Ruler and compasses may be used in this question. All construction lines and arcs must be clearly shown and be of sufficient length and clarity to permit assessment.
- Construct a ΔABC, in which BC = 6 cm, AB = 9 cm and angle ABC = 60°.
- Construct the locus of all points inside triangle ABC, which are equidistant from B and C.
- Construct the locus of the vertices of the triangles with BC as base and which are equal in area to triangle ABC.
- Mark the point Q, in your construction, which would make ΔQBC equal in area to ΔABC, and isosceles.
- Measure and record the length of CQ.
Construct an isosceles triangle ABC such that AB = 6 cm, BC = AC = 4 cm. Bisect ∠C internally and mark a point P on this bisector such that CP = 5 cm. Find the points Q and R which are 5 cm from P and also 5 cm from the line AB.
Two straight roads AB and CD cross each other at Pat an angle of 75° . X is a stone on the road AB, 800m from P towards B. BY taking an appropriate scale draw a figure to locate the position of a pole, which is equidistant from P and X, and is also equidistant from the roads.
Without using set squares or protractor, construct a quadrilateral ABCD in which ∠ BAD = 45°, AD = AB = 6 cm, BC= 3.6 cm and CD=5 cm. Locate the point P on BD which is equidistant from BC and CD.
Construct a rhombus ABCD with sides of length 5 cm and diagonal AC of length 6 cm. Measure ∠ ABC. Find the point R on AD such that RB = RC. Measure the length of AR.

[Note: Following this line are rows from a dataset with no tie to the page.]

PR #4068, opened 2023-10-22
Remove garbage alt text from images attached via Gboard

untitaker:
Steps to reproduce:

1. install Gboard
   (https://play.google.com/store/apps/details?id=com.google.android.inputmethod.latin)

2. open a direct link to any image in Firefox
3. long-press the image to get a "Copy Image" dialogue (and copy the
   image)
4. compose a new post in Tusky
5. Gboard will suggest to paste the image from clipboard
6. paste image, see that when opening alt text editor, it is filled out
   with this garbage string

Why is this bad? It's not when I just fix the alt text. But it breaks
every mechanism that is supposed to remind me of adding alt text.

It's hard to argue that this is within scope of Tusky but I also don't
see it getting fixed in Gboard, so here we go.

### DIFF
--- a/app/src/main/java/com/keylesspalace/tusky/components/compose/ComposeActivity.kt
+++ b/app/src/main/java/com/keylesspalace/tusky/components/compose/ComposeActivity.kt
@@ -1064,7 +1064,10 @@ class ComposeActivity :
 
         // The Gboard android keyboard attaches this text whenever the user
         // pastes something from the keyboard's suggestion bar.
-        if (description == "Image from Gboard clipboard") {
+        // Due to different end user locales, the exact text may vary, but at
+        // least in version 13.4.08, all of the translations contained the
+        // string "Gboard".
+        if ("Gboard" in description) {
             return null
         }
 
--- a/app/src/main/java/com/keylesspalace/tusky/components/compose/ComposeActivity.kt
+++ b/app/src/main/java/com/keylesspalace/tusky/components/compose/ComposeActivity.kt
@@ -1059,16 +1059,16 @@ class ComposeActivity :
 
     private fun sanitizePickMediaDescription(description: String?): String? {
         if (description == null) {
-            return null;
+            return null
         }
 
         // The Gboard android keyboard attaches this text whenever the user
         // pastes something from the keyboard's suggestion bar.
         if (description == "Image from Gboard clipboard") {
-            return null;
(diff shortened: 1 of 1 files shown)


connyduck:
Yes I agree this should be fixed, however your fix is only working for English. On my German device, it says "Bild aus der Gboard-Zwischenablage". No idea how we could handle all languages 😕.

untitaker:
right. some ideas:

* extract all strings from gboard apk and paste them in here
* check for case-sensitive substring "Gboard" instead of the exact string value

happy to spend time making either one of those solutions work

Lakoja:
>     5. Gboard will suggest to paste the image from clipboard
> 
>     6. paste image, see that when opening alt text editor, it is filled out
>        with this garbage string

Just as a technical question:
Why (how?) does pasting an image also set the alt text?
(Is that a sensible feature?)

untitaker:
it seems to be explicitly coded this way (also in the official Android app) so I didn't question it

On Mon, Oct 23, 2023, at 18:59, UlrichKu wrote:
> 
> 
>> `5. Gboard will suggest to paste the image from clipboard
>> 
>> 6. paste image, see that when opening alt text editor, it is filled out
>>    with this garbage string
`

connyduck:
> right. some ideas:
>
> * extract all strings from gboard apk and paste them in here
> * check for case-sensitive substring "Gboard" instead of the exact string value
>
> happy to spend time making either one of those solutions work, or some other solution

If "Gboard" occurs in all or most of the strings that is probably the best way.

untitaker:
just checked, seems this way:

```
apktool d 'Gboard - the Google Keyboard_13.4.08.559388404-beta-armeabi-v7a_Apkpure.apk'
cd .../
rg APKTOOL_DUPLICATE_string_0x7f14035d | rg -v Gboard
```

is empty

updated the PR

connyduck (approved):

Tak:
Thanks for your contribution, it will be available in the next release of Tusky Nightly

untitaker:
@Lakoja you got a real answer to your question over at https://github.com/mastodon/mastodon-android/pull/722#issuecomment-1779262851

> When you insert GIFs from Gboard, they do have sensible descriptions. Or at least they did in my testing. Also IIRC if you copy an image from a web browser, the description would be its alt text.

PR #4072, opened 2023-10-24
Support "replies policy" for lists

Tak:


connyduck:
I'm missing a text that explains what I'm selecting in that spinner. Web interface uses "Show replies to:".

connyduck (approved):

PR #4077, opened 2023-10-25
Exoplayer: Increase space between rewind, pause, ffwd buttons

mcclure:
I [posted our new video player layout] on Mastodon for comments and multiple people said the buttons were too close together. I agree. I added some space (I eyeballed it, I made it bigger until it felt too big and then I narrowed it), I think we have now increased the space from 10dp to 25dp. I added the space by wrapping the buttons in LinearLayouts, because they are <include>s and could theoretically insert more than one button.

Concerns: If the "next"/"prev" buttons ever become active, the space will not be correctly applied to those. We can fix that if it ever comes up (we don't display those buttons). If people think the buttons should be placed even further apart we can do this by just increasing the number in styles.xml.

This is what it looks like now. See previous look and comparison with 23.0 in #4071

### DIFF
--- a/app/src/main/res/layout/exo_player_control_view.xml
+++ b/app/src/main/res/layout/exo_player_control_view.xml
@@ -47,8 +47,9 @@
 
         <include layout="@layout/exo_player_control_rewind_button" />
 
+        <!-- Changes from media3 default: Different style to add more margins -->
         <ImageButton android:id="@id/exo_play_pause"
-            style="@style/ExoStyledControls.Button.Center.PlayPause"/>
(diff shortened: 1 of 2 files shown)


mcclure:
Will attempt to implement Conny's suggestion today, we should merge this only after that.

mcclure:
New patch should follow Conny's requests. Looks almost identical to above, the buttons seem to have widened by like 1px. (Moving 20dp down to 19dp made it *narrow* by 1px, so I decided to leave it at 20dp.)

45ab52df9bee3643

Tak (approved):

Issue #4005, opened 2023-09-07
Upgrade targetSdk to 34 (Android 14) and support predictive back


connyduck:
https://developer.android.com/guide/navigation/custom-back/predictive-back-gesture

https://developer.android.com/about/versions/14/behavior-changes-all

PR #4082, opened 2023-10-28
Bump compileSdk to 34

Goooler:


connyduck:
Should we also have a look how the predictive back gesture works with Tusky?

Related issue: #4005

In Δ PQR, s is a point on PR such that ∠ PQS = ∠ RQS . Prove thats is equidistant from PQ and QR.
Draw and describe the lorus in the following cases:
The Iocus of the mid-points of all parallel chords of a circle.
Use ruler and compasses only for this question. Draw a circle of radius 4 cm and mark two chords, AB and AC, of the circle of length 6 cm and 5 cm respectively.
- Construct the locus of points, inside the circle, that are equidistant from A and C. Prove your construction.
- Construct the locus of points, inside the circle, that are equidistant from AB and AC.
Given ∠BAC (Fig), determine the locus of a point which lies in the interior of ∠BAC and equidistant from two lines AB and AC.